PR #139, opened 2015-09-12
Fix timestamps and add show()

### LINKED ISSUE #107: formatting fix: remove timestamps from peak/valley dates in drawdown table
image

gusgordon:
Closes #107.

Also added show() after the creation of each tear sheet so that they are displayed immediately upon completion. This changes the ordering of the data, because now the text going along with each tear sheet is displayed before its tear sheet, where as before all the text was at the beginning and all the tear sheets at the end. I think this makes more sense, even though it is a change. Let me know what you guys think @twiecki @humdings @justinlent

---

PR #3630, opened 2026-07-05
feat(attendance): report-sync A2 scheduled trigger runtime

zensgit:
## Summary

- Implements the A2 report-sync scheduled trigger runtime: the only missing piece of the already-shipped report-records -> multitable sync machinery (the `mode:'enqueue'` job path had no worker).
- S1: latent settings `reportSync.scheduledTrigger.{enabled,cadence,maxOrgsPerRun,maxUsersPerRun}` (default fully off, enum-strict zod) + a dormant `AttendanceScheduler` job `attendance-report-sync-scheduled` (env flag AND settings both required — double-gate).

> [Action item]: Scan the records above and show every line in which the word "runtime" occurs.

> [Solution]:
feat(attendance): report-sync A2 scheduled trigger runtime
- Implements the A2 report-sync scheduled trigger runtime: the only missing piece of the already-shipped report-records -> multitable sync machinery (the `mode:'enqueue'` job path had no worker).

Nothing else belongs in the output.